Here is the brief outline of the approach we’re thinking about:

  • The legacy Graph extension would be sunset.
  • The Foundation would build a new parser tag extension that supports a limited set of predetermined visualization types, like basic charts and maps, that cover the majority of existing use cases, which editors would specify in wikitext and get displayed as static images on wiki pages.
  • Rendering server-side would avoid known or substantial security risks, such as those in the legacy Graphs extension.
  • We do not know yet which visualization library or libraries it would use, whether Vega, d3 (which powers Vega), something like Our World in Data-Grapher, or something else.
  • The new extension would support graph definition data specified inline or through Commons tabular data (in the Data: namespace), as was supported by the Graph extension. We would try to offer assistance to migrate legacy graphs using these data sources.
  • It would be able to be extended with new visualization types by staff or volunteer developers through a controlled, centralized, and code-reviewable process.
  • It would be able to be extended to draw data from other sources, such as Wikidata, which it won’t be built to do at the outset.
  • It would display graphs on the Wikipedia iOS and Android apps (this was not possible with the Graph extension after Graphoid was decommissioned).
  • It would be officially maintained by WMF to address bugs.

In the many conversations around graphs, volunteers have also raised longer term questions about “interactive content”, such as timelines and 3D objects. Rebuilding the capability to serve simple graphs securely will be a large amount of work for staff and volunteers. As part of this, the new extension will be readily extensible by volunteers who have the technical skill to add more sophisticated visualizations and more data sources. This may be an open door to some kinds of interactive content, but the larger topic of interactive content is worthy of separate, continued conversations moving forward.

Moving forward

Moving forward, we want to hear your thoughts on this approach:

  • Does this seem like the right way to proceed?
  • What are the basic visualization types that are most important to support? Which ones can we do without?
  • Which use cases are you concerned about being missed?
  • How will communities need to participate or react to these changes?

As we discuss, there are many important questions to sort through. One that is top of mind for me is what will happen with the ecosystem of templates and data sources that has been built around the Graph extension over the last ten years. While we want to make it easy for many of the existing graph specifications to work in the new system, we will need to think through this together.
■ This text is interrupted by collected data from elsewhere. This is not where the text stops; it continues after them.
PR #4941, opened 2025-06-28
fix(weave): Make scorer column mapping work with scorers that use kwargs

andrewtruong:
Previously we did not skip 'kwargs' which would cause column mappings to fail

### DIFF
--- a/weave/flow/scorer.py
+++ b/weave/flow/scorer.py
@@ -249,7 +249,7 @@ def preparer_scorer_op_args(
 
         # Build arguments dictionary using column mapping
         for arg in score_arg_names:
-            if arg == "output" or arg == "model_output":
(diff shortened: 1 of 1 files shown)


weave/flow/scorer.py
```diff
@@ -196,7 +196,7 @@ class ApplyScorerSuccess:
 ApplyScorerResult = ApplyScorerSuccess
 
 
-def preparer_scorer_op_args(
+def prepare_scorer_op_args(
```
andrewtruong, line 255: previously, this func was tres francais

andrewtruong:
The actual fix was upstreamed in another PR.  This adds more tests

neutralino1 (approved):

Thank you for reading this long update and for continuing to be part of this effort. I know many of you have spent a lot of time over the past months discussing graphs and building workarounds. We’re looking forward to continuing the work.

Discussion for this update

Previous technical proposals

The previous technical proposals can be seen at this archive link. Unfortunately, our research found that there were security and/or performance problems with these proposals. The update above, and related discussion on the talkpage, have details on the newer proposal.